Я боролась с ним, с гарнитуром, все время переставляла его из одной части комнаты в другую. Не передвигала только столик, потому что он, который не приживался никогда или приживался плохо, здесь вдруг согласился и на комнату, и на меня. Куда бы я его ни переставила, он смотрелся хорошо. Остальные части гарнитура никак не вписывались. Я рисовала эскизы в поисках подходящего места для обоих книжных шкафов, банкетки, стола и стульев. Не получалось: части никак не хотели складываться в целое, в салон, место, предусмотренное для того, чтобы в комфорте грезить об изысканности: они словно не соглашались ни на мечту, ни на грезы, ни на изысканность. Мне казалось, что каждый элемент существует сам по себе, и все вместе тоже отказываются войти в ритм взаимной связи, что они в этом помещении сопротивляются любой идее целостности. Поэтому в квартире на улице Досифея, 17, не сложился и не существовал салон в стиле чиппендейл. Когда я развесила по стенам большие портреты, которые здесь выглядели громоздко и вызывающе, а бездны, разверзшиеся между двумя книжными шкафами и канапе, заполнила декоративными горшками с крупными комнатными растениями, получился опрятный и малопривлекательный склад дорогой мебели, который я назвала «зимним садом». Если в квартире на улице Йована Ристича все любили чиппендейловскую гостиную, где действительно чувствовались и дух некоего облагороженного прошлого, и дыхание некой просветленной вневременности, служившие порукой покоя, то «зимний сад» в квартире на улице Досифея никто не любил. Никто, кроме меня: по правде, я не чувствовала, что мне удалось здесь обустроить салон, но все-таки получилось обставить это помещение так, что оно больше не производило впечатления ни мрачного, ни уродливого, а просто казалось изъятым из времени, которое где-то вовне, протекает и истекает, расставляя акценты на том, что просто и практично, то есть, современно.

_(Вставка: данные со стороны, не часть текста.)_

PR #446, opened 2024-02-19
Make the snapshot creation part of the `Transaction`

Fokko:
Add an `UpdateSnapshot` for constructing snapshots similar to the Java API, and the update schema API.


HonahX (approved):
LGTM! Thanks for working on this @Fokko! May be in a follow-up PR: Shall we also add a new section in [API](https://py.iceberg.apache.org/api/)  to show examples of `UpdateSnapshot`?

Склад, названный «зимний сад», был крайне непрактичным и несовременным, отклонившимся в сторону, выпавшим из эпохи. Даже дети старались не пробегать по этому помещению, которое, как мне сказала Мария, слишком серьезная для девчушки девяти лет, — это происходит в одном из сейчас, вероятно, во второй половине 1939 года, мы вернулись с летнего отдыха, но еще лето, возможно, истекают последние дни августа, военная угроза в Европе, угроза нам, а выставка Савы только должна открыться через несколько дней, — набито каким-то устаревшим временем.

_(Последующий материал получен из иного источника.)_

PR #453, opened 2024-02-20
PartitionKey 

jqin61:
**Scope**
Add PartitionKey class which:
1. is used to hold the raw partition field and values. This is for partitioned write.
2. converts the python values into iceberg-typed values.
3. applies transform to the iceberg-typed values based on the partition spec.
4. generates partition path based on transform

**Tests**
Object Under Test:
1. PartitionKey could generate the hive partition part of the parquet path as spark does
2. PartitionKey could form the partition as a Record as spark does. (The Record is used in metadata writing)
To achieve the goal of comparison against spark, expected path and expected partition are justified against 2 counterpart spark sqls of creating partitioned table and data insertion. 

With such justifications, we found these discrepancies between the underlying utility functions in Pyiceberg and the existing spark behavior:
1. For boolean type partition, spark writes the hive partition part of the path as "field=false/true" while Pyiceberg (from current underlying utilities) writes as "field=False/True". This difference comes from Python boolean is capitalized. 
2. Spark writes the path conforming to URL format, meaning, in the value part after 'field=',  any characters of '=' is replaced by "%3D" and ":" is replaced by "%3A" and etc. Shall we apply urllib.parse.quote to conform to spark behavior? 
3. For timestamp(tz) type, spark writes the hive partition part of the path as "2023-01-01T12%3A00%3A01Z", with %3A representing the ':', the timestamp ends with Z while existing Pyiceberg utilities use 
```(EPOCH_TIMESTAMP + timedelta(microseconds=timestamp_micros)).isoformat()```
to write, which does not have 'Z'
4. For float and double
A partitioned float field with value of 3.14 would end up in the manifest entry in the manifest file as Record[double_field=3.140000104904175]. So far for Pyiceberg, we are doing it as Record[double_field=3.14] which i think is better.

For these discrepancies, should we conform to spark's behaviors?

In terms of how PartitionKey is used, please check this PR for [partitioned write support] (https://github.com/apache/iceberg-python/pull/353). I separate this PR out of the partitioned write to make the latter more manageable, but willing to combine the 2 if suggested.

### CODE REVIEW

File: pyiceberg/partitioning.py [hunk 1]
```diff
@@ -215,3 +240,53 @@ def assign_fresh_partition_spec_ids(spec: PartitionSpec, old_schema: Schema, fre
...
+
+@dataclass(frozen=True)
+class PartitionFieldValue:
+    field: PartitionField
+    value: Any
+
+
+@dataclass(frozen=True)
+class PartitionKey:
+    raw_partition_field_values: List[PartitionFieldValue]
```
jqin61, line 253: Spark builds a row accessor that takes in an arrow table row and converts it to key values. The accessor seems a little unnecessary since the partition field could not be nested or a map/list, so here the class just uses a naive list of field-value pairs. Willing to change it if this is inappropriate.

tests/integration/test_partitioning_key.py
```diff
@@ -0,0 +1,722 @@
...
+@pytest.mark.parametrize(
+    "partition_fields, partition_values, expected_partition_record, expected_hive_partition_path_slice, spark_create_table_sql_for_justification, spark_data_insert_sql_for_justification",
+    [
+        # Identity Transform
+        (
+            [PartitionField(source_id=1, field_id=1001, transform=IdentityTransform(), name="boolean_field")],
+            [False],
+            Record(boolean_field=False),
+            "boolean_field=False",
+            # pyiceberg writes False while spark writes false, so justification (compare expected value with spark behavior) would fail.
```
jqin61, line 158: Skip justification (set spark_create_table_sql_for_justification, spark_data_insert_sql_for_justification to None) as it will fail: spark writes hive partition path as 'false' while pyiceberg writes hive partition path as 'False'. Shall we align with spark?

tests/integration/test_partitioning_key.py
```diff
@@ -0,0 +1,722 @@
...
+            """,
+        ),
+        (
+            [PartitionField(source_id=6, field_id=1001, transform=IdentityTransform(), name="float_field")],
+            [3.14],
+            Record(float_field=3.14),
+            "float_field=3.14",
+            # spark writes differently as pyiceberg, Record[float_field=3.140000104904175], path:float_field=3.14 (Record has difference)
+            # so justification (compare expected value with spark behavior) would fail.
+            None,
```
jqin61, line 239: For a partitioned column with float/double value of 3.14, spark-iceberg has the partition in manifest entry as Record[float_field=3.140000104904175] while iceberg has it as [float_field=3.14]

tests/integration/test_partitioning_key.py
```diff
@@ -0,0 +1,722 @@
...
+            f"""INSERT INTO {identifier}
+            VALUES
+            (CAST('2023-01-01' AS DATE), 'Associated string value for date 2023-01-01')
+            """,
+        ),
+        (
+            [PartitionField(source_id=11, field_id=1001, transform=IdentityTransform(), name="binary_field")],
+            [b'example'],
+            Record(binary_field=b'example'),
+            "binary_field=ZXhhbXBsZQ%3D%3D",
```
jqin61, line 324: spark-iceberg replaces '=' to '%3D', and ':' to '%3A' in the hive partition path. To conform to it, the PR code currently applies urllib.parse.quote() after to_human_string().

tests/integration/test_partitioning_key.py
```diff
@@ -0,0 +1,722 @@
...
+            # """
+        ),
+        (
+            [PartitionField(source_id=8, field_id=1001, transform=IdentityTransform(), name="timestamp_field")],
+            [datetime(2023, 1, 1, 12, 0, 0)],
+            Record(timestamp_field=1672574400000000),
+            "timestamp_field=2023-01-01T12%3A00%3A00",
+            # spark writes differently as pyiceberg, Record[timestamp_field=1672574400000000] path:timestamp_field=2023-01-01T12%3A00Z  (the Z is the difference)
+            # so justification (compare expected value with spark behavior) would fail.
+            None,
```
jqin61, line 285: spark-iceberg writes the hive partition path for timestamp in a way that it ends with 'Z' while pyiceberg currently writes without 'Z' due to
```(EPOCH_TIMESTAMP + timedelta(microseconds=timestamp_micros)).isoformat()```

File: tests/integration/test_partitioning_key.py [hunk 6]
```diff
@@ -0,0 +1,722 @@
...
+        iceberg_table = session_catalog.load_table(identifier=identifier)
+        snapshot = iceberg_table.current_snapshot()
+        assert snapshot
+        spark_partition_for_justification = (
+            snapshot.manifests(iceberg_table.io)[0].fetch_manifest_entry(iceberg_table.io)[0].data_file.partition
+        )
+        spark_path_for_justification = (
+            snapshot.manifests(iceberg_table.io)[0].fetch_manifest_entry(iceberg_table.io)[0].data_file.file_path
+        )
+        assert spark_partition_for_justification == expected_partition_record
```
jqin61, line 721: This is to justify that the expected path and expected partition come from existing spark behaviors.

pyiceberg/partitioning.py
```diff
@@ -193,6 +197,27 @@ def partition_type(self, schema: Schema) -> StructType:
...
         return StructType(*nested_fields)
 
+    def partition_to_path(self, data: Record, schema: Schema) -> str:
+        partition_type = self.partition_type(schema)
+        field_types = partition_type.fields
+
+        pos = 0
+        field_strs = []
+        value_strs = []
+        for field_name in data._position_to_field_name:
```
Fokko, line 207: Maybe use `enumerate` here to avoid having to increment the `pos`?

pyiceberg/partitioning.py
```diff
@@ -193,6 +197,27 @@ def partition_type(self, schema: Schema) -> StructType:
...
+            value = getattr(data, field_name)
```
Fokko, line 208: The concept behind a record is to have a positional-based lookup. This will yield he highest performance. The lookup based on the attr is mostly for tests.

pyiceberg/partitioning.py
```diff
@@ -215,3 +240,53 @@ def assign_fresh_partition_spec_ids(spec: PartitionSpec, old_schema: Schema, fre
...
+
+    @cached_property
+    def partition(self) -> Record:  # partition key in iceberg type
+        iceberg_typed_key_values = {}
+        for raw_partition_field_value in self.raw_partition_field_values:
+            partition_fields = self.partition_spec.source_id_to_fields_map[raw_partition_field_value.field.source_id]
+            assert len(partition_fields) == 1
+            partition_field = partition_fields[0]
+            iceberg_type = self.schema.find_field(name_or_id=raw_partition_field_value.field.source_id).field_type
+            iceberg_typed_value = _to_iceberg_type(iceberg_type, raw_partition_field_value.value)
```
Fokko, line 265: I think we can re-use the literal logic here:
```suggestion
            iceberg_typed_value = literal(raw_partition_field_value.value).to(iceberg_type)
```

tests/integration/test_partitioning_key.py
```diff
@@ -0,0 +1,722 @@
...
+            "uri": "http://localhost:8181",
+            "s3.endpoint": "http://localhost:9000",
+            "s3.access-key-id": "admin",
+            "s3.secret-access-key": "password",
+        },
+    )
+
+
+@pytest.fixture(scope="session")
+def spark() -> SparkSession:
```
Fokko, line 94: We want to combine the configuration at some point.

pyiceberg/partitioning.py
```diff
@@ -215,3 +240,53 @@ def assign_fresh_partition_spec_ids(spec: PartitionSpec, old_schema: Schema, fre
...
+    raw_partition_field_values: List[PartitionFieldValue]
+    partition_spec: PartitionSpec
+    schema: Schema
+
+    @cached_property
+    def partition(self) -> Record:  # partition key in iceberg type
+        iceberg_typed_key_values = {}
+        for raw_partition_field_value in self.raw_partition_field_values:
+            partition_fields = self.partition_spec.source_id_to_fields_map[raw_partition_field_value.field.source_id]
+            assert len(partition_fields) == 1
```
Fokko, line 262: We try to avoid asserts outside of the `tests/` directory.

Fokko (commented):
First of all, thanks for working on this. Secondly, I appreciate the nicely constructed PR description with the nice summary of questions:

> For boolean type partition, spark writes the hive partition part of the path as "field=false/true" while Pyiceberg (from current underlying utilities) writes as "field=False/True". This difference comes from Python boolean is capitalized.

I think it is better to lowercase the true/false in this instance. Another good source of information on how to handle these things is in the Literal class, where we ignore the casing when converting a string to a boolean.

> Spark writes the path conforming to URL format, meaning, in the value part after 'field=', any characters of '=' is replaced by "%3D" and ":" is replaced by "%3A" and etc. Shall we apply urllib.parse.quote to conform to spark behavior?

I think that's a good idea! 👍 I'm not sure what the complete background is, but I don't think we want to pass everything unescaped into the path:

```
python3
>>> from urllib import parse
>>> parse.quote("😊")
'%F0%9F%98%8A'
```

> For timestamp(tz) type, spark writes the hive partition part of the path as "2023-01-01T12%3A00%3A01Z", with %3A representing the ':', the timestamp ends with Z while existing Pyiceberg utilities use `(EPOCH_TIMESTAMP + timedelta(microseconds=timestamp_micros)).isoformat()` to write, which does not have 'Z'

I would expect the `timestamptz` to be stored with a Z, and `timesetamp` without a Z. Without the Z would mean local time, see https://en.wikipedia.org/wiki/ISO_8601.

I did a quick check, and this seems to be the case here as well. We must follow this on the PyIceberg side as well:

image

> For float and double
A partitioned float field with value of 3.14 would end up in the manifest entry in the manifest file as Record[double_field=3.140000104904175]. So far for Pyiceberg, we are doing it as Record[double_field=3.14] which i think is better.

I agree that 3.14 is better. For the evaluator itself, we should have proper tests around that, but that's outside of the scope of this PR.

pyiceberg/partitioning.py
jqin61: Yes that is much better, thank you!

pyiceberg/partitioning.py
jqin61: Yes, this class makes more sense to me now, thanks for the explanation!

pyiceberg/partitioning.py
jqin61: This is very helpful! I was not aware of the Literal class before. 👍

Fokko:
@jqin61 I wanted to do a second round, but I think you forgot to push? :)

jqin61:
> @jqin61 I wanted to do a second round, but I think you forgot to push? :)

Hi Fokko sorry for the delayed push of the fixes. It took a little time to think through how to use the literal function. I made the changes according to your last comment except for the literal one. I think the literal function and Literal Class might not solve the issue I am encountering in the PartitionKey class - I need some utilities to convert a python datetime to micros and convert python date to days. The literal() function could only take in python primitive types and it seems wrong to extend it to take datetime/date to return TimestampLiteral and DateLiteral.

Also thanks for pointing out that timestamp in iceberg corresponds to timestamp_ntz in spark. I added tests for it and discovered some new discrepancies:
1.CAST('2023-01-01 12:00:00' AS TIMESTAMP_NTZ) becomes 2023-01-01T12:00 in the hive partition path when spark writes it while iceberg writes as  2023-01-01T12:00:00
2.CAST('2023-01-01 12:00:01.000999+03:00' AS TIMESTAMP) becomes 2023-01-01T09:00:01.000999Z in the hive partition path when spark writes it while iceberg writes as 2023-01-01T09:00:01.000999+00:00

I am not sure whether the path generation behavior is part of iceberg's spec and we should work towards making them exactly the same - it seems as long as the partition in the manifest entry is correct the query planning could leverage the partition info to do pruning.

pyiceberg/partitioning.py
```diff
@@ -215,3 +236,54 @@ def assign_fresh_partition_spec_ids(spec: PartitionSpec, old_schema: Schema, fre
...
+            transformed_value = partition_field.transform.transform(iceberg_type)(iceberg_typed_value)
+            iceberg_typed_key_values[partition_field.name] = transformed_value
+        return Record(**iceberg_typed_key_values)
+
+    def to_path(self) -> str:
+        return self.partition_spec.partition_to_path(self.partition, self.schema)
+
+
+@singledispatch
+def _to_iceberg_type(type: IcebergType, value: Any) -> Any:
```
syun64, line 272: I think the names of this function `_to_iceberg_type` and the variable `iceberg_typed_value` are causing us a bit of confusion. It looks like what we are trying to do is convert a date or datetime value to its respective EPOCH value (days from epoch, or microseconds to epoch), so that it can be used as an integer value that can be used in this line:

```
transformed_value = partition_field.transform.transform(iceberg_type)(iceberg_typed_value)
```

Should we call this variable `epoch` (instead of `iceberg_typed_value`) and change this function name to `_to_epoch`? and we can keep the conversion functions as we currently have it?

Fokko: The `int` is the internal value that we use to store a datetime/date/time, another one is the `uuid` where we accept a `UUID` and convert it to a string (I believe, I can check with Trino quickly).

jqin61: Let me add uuid to the function dispatching. Also let me rename the function to _to_iceberg_internal_representation()?

jqin61: I made the changes in commit [1a48d83](https://github.com/apache/iceberg-python/pull/453/commits/1a48d83ba52c87280d181ffc517336281ed4c596)

pyiceberg/partitioning.py
```diff
@@ -193,6 +207,23 @@ def partition_type(self, schema: Schema) -> StructType:
...
         return StructType(*nested_fields)
 
+    def partition_to_path(self, data: Record, schema: Schema) -> str:
+        partition_type = self.partition_type(schema)
+        field_types = partition_type.fields
+
+        field_strs = []
+        value_strs = []
+        for pos, value in enumerate(data.record_fields()):
+            partition_field = self.fields[pos]  # partition field
```
Fokko, line 217:
```suggestion
            partition_field = self.fields[pos]
```

pyiceberg/partitioning.py
```diff
@@ -215,3 +246,59 @@ def assign_fresh_partition_spec_ids(spec: PartitionSpec, old_schema: Schema, fre
...
+            transformed_value = partition_field.transform.transform(iceberg_type)(iceberg_typed_value)
+            iceberg_typed_key_values[partition_field.name] = transformed_value
+        return Record(**iceberg_typed_key_values)
+
+    def to_path(self) -> str:
+        return self.partition_spec.partition_to_path(self.partition, self.schema)
+
+
+@singledispatch
+def _to_iceberg_internal_representation(type: IcebergType, value: Any) -> Any:
```
Fokko, line 282: To avoid confusion later on. Can we change this name to `_to_partition_representation`? The internal representation of a UUID is `bytes` and not `str`

pyiceberg/partitioning.py
```diff
@@ -215,3 +246,59 @@ def assign_fresh_partition_spec_ids(spec: PartitionSpec, old_schema: Schema, fre
...
+        for raw_partition_field_value in self.raw_partition_field_values:
+            partition_fields = self.partition_spec.source_id_to_fields_map[raw_partition_field_value.field.source_id]
+            if len(partition_fields) != 1:
+                raise ValueError("partition_fields must contain exactly one field.")
+            partition_field = partition_fields[0]
+            iceberg_type = self.schema.find_field(name_or_id=raw_partition_field_value.field.source_id).field_type
+            iceberg_typed_value = _to_iceberg_internal_representation(iceberg_type, raw_partition_field_value.value)
+            transformed_value = partition_field.transform.transform(iceberg_type)(iceberg_typed_value)
+            iceberg_typed_key_values[partition_field.name] = transformed_value
+        return Record(**iceberg_typed_key_values)
```
Fokko, line 275: We're now getting into the realm of premature optimization, but ideally you don't need to set the names of the keys. The concept of a Record is that is only contains the data. Just below: `self.partition_spec.partition_to_path(self.partition, self.schema)` you can see that you both pass in the partition, and the schema itself. The positions of the schema should match with the data.

Fokko (approved):
Some final small comments, but apart from that it looks good 👍

pyiceberg/partitioning.py
jqin61: i checked this line after spark write into iceberg.
```snapshot.manifests(iceberg_table.io)[0].fetch_manifest_entry(iceberg_table.io)[0].data_file.partition```
and get
```spark_partition_for_justification=Record[uuid_field='f47ac10b-58cc-4372-a567-0e02b2c3d479']```
so looks like it is string representation in the data_file.partition?

jqin61:
rebased; removed the comment; renamed the ambiguous function name

Fokko:
Let's move this forward, thanks for working on this 👍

Я поразилась, услышав это, и быстро обняла девочку:
— Как это — устаревшее время?
Ребенок не соглашался с моим неприятием правды.
— Вот так, мама. Не люблю эту комнату. Она старая.
— Похоже, ты станешь поэтом, Мария.
— Я стану врачом. Где-нибудь далеко-далеко. В горах.
Когда она произносила это, из-под огромных ресниц полыхнуло множество искр какой-то чистой радости и рассыпалось по лицу и волосам: моя девятилетняя дочь вся засветилась от жажды самопожертвования, а я, тогда впервые, на шатких, неизвестных границах того лета 1939-го, почувствовала, как внутри меня монолитной решеткой из тонкого льда застывает паника от этого ее желания. — Мария целостная натура, благородная, самоотверженная, — говорила Madame Анна. — У меня никогда не было таких детей. Исключительная личность. Ее больше не надо воспитывать, она уже может воспитывать.